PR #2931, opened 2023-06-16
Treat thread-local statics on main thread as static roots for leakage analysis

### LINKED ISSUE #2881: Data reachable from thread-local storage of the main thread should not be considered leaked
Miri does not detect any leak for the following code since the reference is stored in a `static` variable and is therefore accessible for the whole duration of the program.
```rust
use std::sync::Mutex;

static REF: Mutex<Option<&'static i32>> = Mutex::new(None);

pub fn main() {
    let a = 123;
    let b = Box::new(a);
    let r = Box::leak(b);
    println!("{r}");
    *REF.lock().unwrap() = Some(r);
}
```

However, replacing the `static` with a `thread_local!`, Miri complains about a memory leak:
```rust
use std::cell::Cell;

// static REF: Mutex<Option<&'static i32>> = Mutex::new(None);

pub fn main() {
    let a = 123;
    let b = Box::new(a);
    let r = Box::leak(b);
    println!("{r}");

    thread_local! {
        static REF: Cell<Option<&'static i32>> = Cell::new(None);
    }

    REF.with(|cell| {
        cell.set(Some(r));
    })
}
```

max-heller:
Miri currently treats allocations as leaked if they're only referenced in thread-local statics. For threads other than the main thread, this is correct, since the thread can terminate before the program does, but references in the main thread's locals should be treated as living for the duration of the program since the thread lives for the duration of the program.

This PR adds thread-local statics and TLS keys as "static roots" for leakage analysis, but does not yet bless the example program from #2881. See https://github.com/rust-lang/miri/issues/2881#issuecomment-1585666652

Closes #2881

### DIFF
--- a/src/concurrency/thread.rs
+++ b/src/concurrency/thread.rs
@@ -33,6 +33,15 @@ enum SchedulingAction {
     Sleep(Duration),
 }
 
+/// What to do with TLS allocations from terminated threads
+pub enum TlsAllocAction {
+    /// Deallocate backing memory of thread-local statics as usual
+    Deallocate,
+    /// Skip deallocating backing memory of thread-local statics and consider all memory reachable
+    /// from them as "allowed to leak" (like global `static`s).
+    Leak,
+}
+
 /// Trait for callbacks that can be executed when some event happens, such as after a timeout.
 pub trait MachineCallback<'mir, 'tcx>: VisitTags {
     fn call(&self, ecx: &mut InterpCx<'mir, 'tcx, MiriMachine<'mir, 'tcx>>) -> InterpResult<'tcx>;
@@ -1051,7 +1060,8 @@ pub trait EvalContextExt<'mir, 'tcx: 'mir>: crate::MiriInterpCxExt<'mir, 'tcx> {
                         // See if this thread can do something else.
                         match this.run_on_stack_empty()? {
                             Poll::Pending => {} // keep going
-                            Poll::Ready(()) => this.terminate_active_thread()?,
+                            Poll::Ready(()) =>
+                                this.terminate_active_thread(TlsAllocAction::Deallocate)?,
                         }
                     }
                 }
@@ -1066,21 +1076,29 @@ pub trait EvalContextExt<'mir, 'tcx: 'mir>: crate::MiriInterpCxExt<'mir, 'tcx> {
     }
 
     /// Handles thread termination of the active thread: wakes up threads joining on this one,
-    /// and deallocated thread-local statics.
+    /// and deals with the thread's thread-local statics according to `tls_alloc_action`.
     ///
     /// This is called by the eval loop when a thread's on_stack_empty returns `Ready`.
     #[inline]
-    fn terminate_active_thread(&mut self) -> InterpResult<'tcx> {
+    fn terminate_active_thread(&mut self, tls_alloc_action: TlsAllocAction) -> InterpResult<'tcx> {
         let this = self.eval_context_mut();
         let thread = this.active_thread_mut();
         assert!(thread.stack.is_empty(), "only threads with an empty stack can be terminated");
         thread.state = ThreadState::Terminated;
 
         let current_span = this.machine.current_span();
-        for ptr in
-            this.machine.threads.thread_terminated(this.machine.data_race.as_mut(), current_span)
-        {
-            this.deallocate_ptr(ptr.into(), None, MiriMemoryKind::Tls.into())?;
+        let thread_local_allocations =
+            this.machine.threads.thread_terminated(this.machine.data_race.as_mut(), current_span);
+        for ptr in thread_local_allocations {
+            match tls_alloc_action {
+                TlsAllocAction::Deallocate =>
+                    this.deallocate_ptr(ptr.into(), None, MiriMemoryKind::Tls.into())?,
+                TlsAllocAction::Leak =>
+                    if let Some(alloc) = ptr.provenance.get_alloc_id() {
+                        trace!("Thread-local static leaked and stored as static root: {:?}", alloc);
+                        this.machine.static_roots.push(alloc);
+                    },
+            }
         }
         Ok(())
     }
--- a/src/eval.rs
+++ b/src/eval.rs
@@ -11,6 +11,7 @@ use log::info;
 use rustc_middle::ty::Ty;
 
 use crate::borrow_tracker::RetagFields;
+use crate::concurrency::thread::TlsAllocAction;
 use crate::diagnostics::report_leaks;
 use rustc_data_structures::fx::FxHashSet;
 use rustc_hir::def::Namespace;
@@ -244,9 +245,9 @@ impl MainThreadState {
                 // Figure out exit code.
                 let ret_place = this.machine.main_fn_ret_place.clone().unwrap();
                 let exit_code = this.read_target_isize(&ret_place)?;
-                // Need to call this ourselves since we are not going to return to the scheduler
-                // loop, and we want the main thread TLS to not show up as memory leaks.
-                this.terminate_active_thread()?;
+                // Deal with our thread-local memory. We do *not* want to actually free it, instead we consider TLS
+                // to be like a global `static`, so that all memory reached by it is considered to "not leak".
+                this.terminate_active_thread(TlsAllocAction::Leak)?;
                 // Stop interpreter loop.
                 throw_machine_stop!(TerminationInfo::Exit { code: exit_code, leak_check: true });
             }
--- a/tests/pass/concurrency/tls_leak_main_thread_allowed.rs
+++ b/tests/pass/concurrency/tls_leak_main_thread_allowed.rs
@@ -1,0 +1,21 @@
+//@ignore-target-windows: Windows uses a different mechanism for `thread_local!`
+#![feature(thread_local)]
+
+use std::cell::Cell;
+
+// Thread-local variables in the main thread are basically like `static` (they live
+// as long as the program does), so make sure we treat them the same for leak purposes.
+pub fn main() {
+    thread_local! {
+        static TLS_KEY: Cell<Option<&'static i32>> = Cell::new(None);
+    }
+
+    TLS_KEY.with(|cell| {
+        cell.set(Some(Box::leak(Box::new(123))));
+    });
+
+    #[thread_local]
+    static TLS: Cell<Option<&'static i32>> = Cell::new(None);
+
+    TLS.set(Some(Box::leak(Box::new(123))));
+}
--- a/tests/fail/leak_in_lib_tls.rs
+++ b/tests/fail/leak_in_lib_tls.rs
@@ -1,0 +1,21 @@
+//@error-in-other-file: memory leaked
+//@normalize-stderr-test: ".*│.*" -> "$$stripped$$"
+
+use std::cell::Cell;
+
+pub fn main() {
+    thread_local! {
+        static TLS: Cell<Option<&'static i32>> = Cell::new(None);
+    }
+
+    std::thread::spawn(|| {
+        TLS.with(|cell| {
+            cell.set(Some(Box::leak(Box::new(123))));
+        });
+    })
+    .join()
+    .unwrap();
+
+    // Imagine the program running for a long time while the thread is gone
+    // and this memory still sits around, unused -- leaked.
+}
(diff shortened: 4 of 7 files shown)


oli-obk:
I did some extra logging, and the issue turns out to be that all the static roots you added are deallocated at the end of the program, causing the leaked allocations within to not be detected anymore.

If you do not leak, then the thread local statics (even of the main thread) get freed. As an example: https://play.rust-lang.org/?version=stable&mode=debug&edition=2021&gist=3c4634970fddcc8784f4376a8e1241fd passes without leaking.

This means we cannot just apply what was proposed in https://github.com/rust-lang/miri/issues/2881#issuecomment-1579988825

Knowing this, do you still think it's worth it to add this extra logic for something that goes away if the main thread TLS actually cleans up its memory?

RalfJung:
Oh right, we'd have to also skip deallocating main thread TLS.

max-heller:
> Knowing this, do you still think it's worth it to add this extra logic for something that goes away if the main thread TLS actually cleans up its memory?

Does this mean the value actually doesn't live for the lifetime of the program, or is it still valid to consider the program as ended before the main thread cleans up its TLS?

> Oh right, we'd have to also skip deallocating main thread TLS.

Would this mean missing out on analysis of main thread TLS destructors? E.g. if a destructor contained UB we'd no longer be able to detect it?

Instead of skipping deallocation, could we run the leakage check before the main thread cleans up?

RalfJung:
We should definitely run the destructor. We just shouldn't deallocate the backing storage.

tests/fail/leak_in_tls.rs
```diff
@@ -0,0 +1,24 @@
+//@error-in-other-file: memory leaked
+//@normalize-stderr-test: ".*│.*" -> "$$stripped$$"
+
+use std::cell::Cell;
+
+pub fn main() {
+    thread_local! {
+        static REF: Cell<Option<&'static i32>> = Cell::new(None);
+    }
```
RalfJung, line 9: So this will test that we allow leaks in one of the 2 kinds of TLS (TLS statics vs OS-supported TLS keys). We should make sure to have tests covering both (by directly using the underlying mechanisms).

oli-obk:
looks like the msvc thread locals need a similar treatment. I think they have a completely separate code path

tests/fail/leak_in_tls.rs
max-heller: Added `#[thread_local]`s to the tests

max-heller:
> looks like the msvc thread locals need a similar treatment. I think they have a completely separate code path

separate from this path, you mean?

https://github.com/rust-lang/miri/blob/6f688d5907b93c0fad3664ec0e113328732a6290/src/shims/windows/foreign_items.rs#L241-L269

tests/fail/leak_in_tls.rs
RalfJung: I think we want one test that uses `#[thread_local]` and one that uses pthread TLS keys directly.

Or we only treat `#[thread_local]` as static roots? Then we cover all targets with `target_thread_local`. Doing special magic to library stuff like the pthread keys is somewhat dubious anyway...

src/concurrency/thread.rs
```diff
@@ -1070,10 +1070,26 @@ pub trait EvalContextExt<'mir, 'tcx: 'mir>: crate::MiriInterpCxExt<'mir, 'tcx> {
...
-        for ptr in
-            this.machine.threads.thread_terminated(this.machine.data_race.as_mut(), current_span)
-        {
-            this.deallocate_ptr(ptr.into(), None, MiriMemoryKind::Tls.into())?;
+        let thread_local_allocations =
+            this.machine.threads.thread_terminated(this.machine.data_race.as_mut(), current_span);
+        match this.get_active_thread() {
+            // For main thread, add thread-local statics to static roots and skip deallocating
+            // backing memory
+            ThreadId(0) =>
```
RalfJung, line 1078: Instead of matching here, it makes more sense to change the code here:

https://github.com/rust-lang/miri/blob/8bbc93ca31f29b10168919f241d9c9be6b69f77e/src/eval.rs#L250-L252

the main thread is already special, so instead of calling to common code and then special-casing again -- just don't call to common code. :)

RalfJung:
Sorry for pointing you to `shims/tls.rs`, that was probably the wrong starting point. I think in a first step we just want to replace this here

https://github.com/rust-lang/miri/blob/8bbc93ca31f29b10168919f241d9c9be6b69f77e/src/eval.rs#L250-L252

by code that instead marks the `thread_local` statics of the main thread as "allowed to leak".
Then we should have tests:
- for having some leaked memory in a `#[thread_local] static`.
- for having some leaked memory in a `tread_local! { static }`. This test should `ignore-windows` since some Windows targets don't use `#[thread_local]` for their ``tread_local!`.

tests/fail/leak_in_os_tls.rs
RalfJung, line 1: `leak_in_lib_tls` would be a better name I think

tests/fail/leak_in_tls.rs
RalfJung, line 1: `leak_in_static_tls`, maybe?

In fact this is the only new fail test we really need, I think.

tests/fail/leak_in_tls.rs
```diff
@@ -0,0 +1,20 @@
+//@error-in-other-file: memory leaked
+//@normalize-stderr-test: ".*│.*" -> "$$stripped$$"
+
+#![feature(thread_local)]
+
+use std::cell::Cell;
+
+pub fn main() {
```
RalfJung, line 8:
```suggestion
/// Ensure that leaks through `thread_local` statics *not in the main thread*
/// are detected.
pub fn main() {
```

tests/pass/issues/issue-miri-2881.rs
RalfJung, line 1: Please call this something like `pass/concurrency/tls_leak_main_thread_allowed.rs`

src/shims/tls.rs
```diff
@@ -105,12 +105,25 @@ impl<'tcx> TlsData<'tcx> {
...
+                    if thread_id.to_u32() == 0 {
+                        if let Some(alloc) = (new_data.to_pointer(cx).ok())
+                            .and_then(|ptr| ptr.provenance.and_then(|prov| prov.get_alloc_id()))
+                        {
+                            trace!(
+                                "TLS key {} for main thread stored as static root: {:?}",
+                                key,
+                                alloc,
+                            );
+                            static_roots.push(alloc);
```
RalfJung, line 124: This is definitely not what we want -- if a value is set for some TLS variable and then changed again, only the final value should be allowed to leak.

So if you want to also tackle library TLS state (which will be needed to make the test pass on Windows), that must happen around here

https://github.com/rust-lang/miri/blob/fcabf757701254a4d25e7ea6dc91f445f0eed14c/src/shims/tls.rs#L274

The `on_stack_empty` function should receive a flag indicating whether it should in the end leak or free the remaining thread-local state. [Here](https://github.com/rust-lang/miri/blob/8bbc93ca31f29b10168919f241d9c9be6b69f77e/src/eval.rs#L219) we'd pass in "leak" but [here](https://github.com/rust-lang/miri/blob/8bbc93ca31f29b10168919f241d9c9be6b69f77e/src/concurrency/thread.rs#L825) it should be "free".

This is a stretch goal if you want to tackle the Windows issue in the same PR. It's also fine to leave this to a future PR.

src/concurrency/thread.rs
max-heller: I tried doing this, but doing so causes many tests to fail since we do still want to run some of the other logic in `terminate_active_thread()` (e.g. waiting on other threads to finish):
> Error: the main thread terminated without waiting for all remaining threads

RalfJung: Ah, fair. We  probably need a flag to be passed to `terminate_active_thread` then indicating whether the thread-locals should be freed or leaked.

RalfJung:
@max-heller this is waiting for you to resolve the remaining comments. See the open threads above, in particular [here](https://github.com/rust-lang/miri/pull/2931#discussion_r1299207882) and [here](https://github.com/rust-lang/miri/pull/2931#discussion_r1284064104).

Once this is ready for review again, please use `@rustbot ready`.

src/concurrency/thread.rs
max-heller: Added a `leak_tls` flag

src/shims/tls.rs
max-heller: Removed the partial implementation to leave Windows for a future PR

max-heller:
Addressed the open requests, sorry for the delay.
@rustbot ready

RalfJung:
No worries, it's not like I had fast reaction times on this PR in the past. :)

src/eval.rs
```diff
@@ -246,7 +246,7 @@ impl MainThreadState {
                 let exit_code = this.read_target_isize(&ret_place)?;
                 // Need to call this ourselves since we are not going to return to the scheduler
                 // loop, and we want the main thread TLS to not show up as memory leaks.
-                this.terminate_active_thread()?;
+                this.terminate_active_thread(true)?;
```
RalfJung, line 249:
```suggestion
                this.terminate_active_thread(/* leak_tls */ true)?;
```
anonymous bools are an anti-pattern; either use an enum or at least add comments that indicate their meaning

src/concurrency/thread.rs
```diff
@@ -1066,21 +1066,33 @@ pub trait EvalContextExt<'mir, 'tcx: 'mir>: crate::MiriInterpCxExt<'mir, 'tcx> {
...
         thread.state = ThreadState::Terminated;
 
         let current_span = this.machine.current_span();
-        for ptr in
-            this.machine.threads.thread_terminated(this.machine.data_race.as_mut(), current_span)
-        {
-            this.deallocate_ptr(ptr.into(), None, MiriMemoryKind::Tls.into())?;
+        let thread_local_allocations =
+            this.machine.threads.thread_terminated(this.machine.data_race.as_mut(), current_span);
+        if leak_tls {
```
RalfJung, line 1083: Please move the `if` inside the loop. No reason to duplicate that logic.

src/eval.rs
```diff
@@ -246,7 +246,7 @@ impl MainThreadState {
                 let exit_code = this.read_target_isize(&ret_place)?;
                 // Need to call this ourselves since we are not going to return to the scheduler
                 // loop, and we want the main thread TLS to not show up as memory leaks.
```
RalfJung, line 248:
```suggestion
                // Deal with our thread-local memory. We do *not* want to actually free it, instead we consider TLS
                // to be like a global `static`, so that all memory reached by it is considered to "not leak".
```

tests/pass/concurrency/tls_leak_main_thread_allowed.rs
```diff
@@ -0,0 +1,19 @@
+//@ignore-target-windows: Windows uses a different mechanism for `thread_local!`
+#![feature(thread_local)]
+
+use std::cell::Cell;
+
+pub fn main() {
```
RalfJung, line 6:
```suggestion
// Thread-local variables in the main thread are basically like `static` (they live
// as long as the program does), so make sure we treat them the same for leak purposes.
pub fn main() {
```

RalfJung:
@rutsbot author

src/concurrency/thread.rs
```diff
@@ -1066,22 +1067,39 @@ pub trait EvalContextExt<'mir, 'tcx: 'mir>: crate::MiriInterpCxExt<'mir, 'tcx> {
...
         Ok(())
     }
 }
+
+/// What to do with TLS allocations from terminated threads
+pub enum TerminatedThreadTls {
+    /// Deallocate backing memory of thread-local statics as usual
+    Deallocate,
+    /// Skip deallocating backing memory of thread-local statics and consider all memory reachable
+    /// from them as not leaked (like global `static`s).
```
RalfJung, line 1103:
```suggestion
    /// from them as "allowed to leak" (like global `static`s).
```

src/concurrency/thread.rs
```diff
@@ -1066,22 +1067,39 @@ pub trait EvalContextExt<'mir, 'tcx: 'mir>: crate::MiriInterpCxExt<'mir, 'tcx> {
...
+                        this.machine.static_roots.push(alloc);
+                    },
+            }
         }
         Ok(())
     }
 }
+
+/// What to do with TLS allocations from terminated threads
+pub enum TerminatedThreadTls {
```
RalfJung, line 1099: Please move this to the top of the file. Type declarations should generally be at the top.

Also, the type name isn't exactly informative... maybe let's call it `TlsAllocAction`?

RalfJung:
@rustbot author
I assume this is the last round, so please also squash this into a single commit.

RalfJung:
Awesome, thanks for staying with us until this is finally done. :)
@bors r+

* * *

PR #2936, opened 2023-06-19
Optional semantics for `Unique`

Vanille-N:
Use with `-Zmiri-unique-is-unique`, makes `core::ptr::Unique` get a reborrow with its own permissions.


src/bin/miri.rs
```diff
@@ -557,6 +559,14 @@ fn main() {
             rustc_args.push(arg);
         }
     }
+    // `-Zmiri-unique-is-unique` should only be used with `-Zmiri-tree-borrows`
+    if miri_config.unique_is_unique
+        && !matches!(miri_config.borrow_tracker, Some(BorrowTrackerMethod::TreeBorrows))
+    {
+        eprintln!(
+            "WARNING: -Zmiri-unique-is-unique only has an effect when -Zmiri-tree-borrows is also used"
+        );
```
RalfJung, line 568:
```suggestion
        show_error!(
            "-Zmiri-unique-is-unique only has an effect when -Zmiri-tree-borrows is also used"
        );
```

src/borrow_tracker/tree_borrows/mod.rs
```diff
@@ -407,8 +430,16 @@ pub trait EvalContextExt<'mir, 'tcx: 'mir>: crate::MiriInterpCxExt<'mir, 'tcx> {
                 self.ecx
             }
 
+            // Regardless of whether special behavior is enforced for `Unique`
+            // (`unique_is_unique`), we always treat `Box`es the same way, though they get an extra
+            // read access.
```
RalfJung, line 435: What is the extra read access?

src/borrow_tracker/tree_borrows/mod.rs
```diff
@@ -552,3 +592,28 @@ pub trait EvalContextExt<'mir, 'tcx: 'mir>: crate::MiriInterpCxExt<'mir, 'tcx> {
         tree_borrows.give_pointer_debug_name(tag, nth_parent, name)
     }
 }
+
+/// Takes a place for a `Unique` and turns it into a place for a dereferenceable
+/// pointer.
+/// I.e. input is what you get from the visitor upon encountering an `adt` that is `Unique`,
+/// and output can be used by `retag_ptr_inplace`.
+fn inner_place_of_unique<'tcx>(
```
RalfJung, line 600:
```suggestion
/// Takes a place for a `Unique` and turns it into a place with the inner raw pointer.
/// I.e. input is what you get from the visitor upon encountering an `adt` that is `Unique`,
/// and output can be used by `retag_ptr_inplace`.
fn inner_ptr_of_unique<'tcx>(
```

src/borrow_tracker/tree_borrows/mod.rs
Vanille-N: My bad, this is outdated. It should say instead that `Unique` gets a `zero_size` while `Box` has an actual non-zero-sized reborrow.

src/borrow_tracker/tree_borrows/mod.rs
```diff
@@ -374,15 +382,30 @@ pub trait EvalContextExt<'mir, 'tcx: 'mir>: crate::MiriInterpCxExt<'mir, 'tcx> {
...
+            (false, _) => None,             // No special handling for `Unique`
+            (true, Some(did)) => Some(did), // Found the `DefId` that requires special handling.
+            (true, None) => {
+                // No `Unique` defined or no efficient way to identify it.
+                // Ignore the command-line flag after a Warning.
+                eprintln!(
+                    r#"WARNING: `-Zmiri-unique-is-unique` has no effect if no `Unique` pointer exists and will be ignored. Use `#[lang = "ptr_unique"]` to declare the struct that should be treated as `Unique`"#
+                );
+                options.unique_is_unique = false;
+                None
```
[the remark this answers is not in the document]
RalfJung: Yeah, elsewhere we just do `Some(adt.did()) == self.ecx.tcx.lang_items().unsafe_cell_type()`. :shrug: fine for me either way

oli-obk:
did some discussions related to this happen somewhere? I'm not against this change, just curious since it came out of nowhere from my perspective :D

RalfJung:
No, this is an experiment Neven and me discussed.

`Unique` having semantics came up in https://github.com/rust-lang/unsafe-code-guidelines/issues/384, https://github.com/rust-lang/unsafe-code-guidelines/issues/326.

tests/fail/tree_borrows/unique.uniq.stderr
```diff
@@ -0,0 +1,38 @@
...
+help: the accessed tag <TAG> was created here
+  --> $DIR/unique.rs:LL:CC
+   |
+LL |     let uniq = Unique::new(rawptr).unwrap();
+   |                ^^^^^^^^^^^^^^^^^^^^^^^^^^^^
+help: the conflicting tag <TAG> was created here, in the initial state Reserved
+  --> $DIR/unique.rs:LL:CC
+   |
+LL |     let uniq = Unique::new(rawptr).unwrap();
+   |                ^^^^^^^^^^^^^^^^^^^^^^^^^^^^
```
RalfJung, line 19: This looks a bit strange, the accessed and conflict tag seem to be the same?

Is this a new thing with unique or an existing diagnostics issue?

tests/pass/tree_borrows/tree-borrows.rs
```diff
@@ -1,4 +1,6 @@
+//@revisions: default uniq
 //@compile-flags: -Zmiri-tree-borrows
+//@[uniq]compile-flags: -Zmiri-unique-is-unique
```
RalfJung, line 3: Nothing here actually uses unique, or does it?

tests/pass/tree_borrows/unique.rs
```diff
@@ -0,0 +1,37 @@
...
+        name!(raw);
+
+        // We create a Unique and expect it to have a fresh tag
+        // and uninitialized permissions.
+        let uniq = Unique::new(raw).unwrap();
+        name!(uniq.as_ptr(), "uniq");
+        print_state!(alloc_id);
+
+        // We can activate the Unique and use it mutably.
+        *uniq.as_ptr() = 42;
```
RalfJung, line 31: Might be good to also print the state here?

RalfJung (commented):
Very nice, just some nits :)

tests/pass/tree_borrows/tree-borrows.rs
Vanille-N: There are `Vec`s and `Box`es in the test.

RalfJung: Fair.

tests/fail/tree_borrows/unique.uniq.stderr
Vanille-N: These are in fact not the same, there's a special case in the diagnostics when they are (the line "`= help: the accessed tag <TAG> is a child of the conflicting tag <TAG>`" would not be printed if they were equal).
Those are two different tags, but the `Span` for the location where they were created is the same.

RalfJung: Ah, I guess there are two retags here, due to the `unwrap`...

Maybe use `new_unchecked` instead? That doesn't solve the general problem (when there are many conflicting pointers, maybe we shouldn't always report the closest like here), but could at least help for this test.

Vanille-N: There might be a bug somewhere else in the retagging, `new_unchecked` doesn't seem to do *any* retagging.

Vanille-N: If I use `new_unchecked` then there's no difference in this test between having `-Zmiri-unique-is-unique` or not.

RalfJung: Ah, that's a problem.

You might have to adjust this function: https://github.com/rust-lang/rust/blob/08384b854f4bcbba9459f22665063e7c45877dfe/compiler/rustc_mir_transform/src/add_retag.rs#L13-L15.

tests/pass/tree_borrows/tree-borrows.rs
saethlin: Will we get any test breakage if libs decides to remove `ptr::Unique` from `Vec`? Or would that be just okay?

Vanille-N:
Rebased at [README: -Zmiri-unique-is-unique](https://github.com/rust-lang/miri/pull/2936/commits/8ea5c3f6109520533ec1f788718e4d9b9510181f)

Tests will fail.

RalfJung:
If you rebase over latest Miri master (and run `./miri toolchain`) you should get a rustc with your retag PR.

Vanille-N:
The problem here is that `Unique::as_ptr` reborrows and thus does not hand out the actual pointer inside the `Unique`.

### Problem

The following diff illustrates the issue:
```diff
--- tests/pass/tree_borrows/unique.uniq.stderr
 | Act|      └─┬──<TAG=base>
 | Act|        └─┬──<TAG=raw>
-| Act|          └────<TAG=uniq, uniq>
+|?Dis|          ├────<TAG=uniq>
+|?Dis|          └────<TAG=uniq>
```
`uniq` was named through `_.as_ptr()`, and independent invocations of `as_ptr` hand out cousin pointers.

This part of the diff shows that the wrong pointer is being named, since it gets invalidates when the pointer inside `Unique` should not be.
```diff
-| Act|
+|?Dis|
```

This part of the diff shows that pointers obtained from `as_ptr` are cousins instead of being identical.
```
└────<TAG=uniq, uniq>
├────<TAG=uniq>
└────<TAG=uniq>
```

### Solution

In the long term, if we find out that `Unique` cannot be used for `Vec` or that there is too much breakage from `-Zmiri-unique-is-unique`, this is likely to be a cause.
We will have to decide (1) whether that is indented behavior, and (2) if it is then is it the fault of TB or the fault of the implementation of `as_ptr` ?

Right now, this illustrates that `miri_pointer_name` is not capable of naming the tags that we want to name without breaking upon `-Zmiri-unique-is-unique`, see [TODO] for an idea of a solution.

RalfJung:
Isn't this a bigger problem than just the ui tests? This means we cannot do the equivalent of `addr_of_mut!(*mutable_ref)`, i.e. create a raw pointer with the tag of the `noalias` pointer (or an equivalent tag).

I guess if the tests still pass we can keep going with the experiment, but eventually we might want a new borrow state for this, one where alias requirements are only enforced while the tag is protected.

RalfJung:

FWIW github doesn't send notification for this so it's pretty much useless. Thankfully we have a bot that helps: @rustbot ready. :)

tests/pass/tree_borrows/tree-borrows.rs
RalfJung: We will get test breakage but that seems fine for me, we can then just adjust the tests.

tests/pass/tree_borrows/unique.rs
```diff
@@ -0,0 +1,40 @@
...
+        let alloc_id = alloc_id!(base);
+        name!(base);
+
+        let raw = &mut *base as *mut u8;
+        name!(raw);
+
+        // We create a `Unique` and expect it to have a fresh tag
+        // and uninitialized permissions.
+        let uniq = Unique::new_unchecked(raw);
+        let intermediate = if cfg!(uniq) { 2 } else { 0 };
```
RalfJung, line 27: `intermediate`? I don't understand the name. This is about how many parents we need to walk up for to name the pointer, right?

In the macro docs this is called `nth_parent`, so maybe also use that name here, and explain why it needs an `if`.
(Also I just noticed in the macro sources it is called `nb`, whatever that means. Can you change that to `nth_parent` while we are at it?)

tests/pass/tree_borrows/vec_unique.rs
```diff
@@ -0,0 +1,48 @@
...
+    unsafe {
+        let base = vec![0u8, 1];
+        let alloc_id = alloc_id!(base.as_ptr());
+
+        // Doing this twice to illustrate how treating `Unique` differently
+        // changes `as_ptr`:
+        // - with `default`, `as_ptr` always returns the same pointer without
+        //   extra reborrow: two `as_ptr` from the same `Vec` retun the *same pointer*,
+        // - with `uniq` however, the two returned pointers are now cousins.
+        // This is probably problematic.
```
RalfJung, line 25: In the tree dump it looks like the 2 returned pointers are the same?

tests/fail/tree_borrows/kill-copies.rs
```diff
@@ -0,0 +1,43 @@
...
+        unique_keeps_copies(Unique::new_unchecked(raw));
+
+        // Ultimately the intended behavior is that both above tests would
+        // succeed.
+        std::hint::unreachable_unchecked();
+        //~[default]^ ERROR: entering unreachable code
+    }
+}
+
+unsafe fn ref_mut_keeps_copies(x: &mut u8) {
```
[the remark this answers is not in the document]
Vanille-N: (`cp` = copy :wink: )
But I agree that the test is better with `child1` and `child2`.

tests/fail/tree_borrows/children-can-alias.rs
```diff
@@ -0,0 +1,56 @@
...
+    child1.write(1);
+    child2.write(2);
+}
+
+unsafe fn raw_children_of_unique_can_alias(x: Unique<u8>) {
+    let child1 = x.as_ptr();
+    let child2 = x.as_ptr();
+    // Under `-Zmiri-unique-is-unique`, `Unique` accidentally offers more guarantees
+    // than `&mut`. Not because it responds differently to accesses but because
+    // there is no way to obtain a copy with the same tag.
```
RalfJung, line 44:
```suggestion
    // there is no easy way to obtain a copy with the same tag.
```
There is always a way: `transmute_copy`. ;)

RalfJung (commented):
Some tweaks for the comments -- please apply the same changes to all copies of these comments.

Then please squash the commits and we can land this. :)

Problem description = If a line in the entries includes the word "means", copy that line out.

Response box =
This means we cannot just apply what was proposed in https://github.com/rust-lang/miri/issues/2881#issuecomment-1579988825
Isn't this a bigger problem than just the ui tests? This means we cannot do the equivalent of `addr_of_mut!(*mutable_ref)`, i.e. create a raw pointer with the tag of the `noalias` pointer (or an equivalent tag).
(Also I just noticed in the macro sources it is called `nb`, whatever that means. Can you change that to `nth_parent` while we are at it?)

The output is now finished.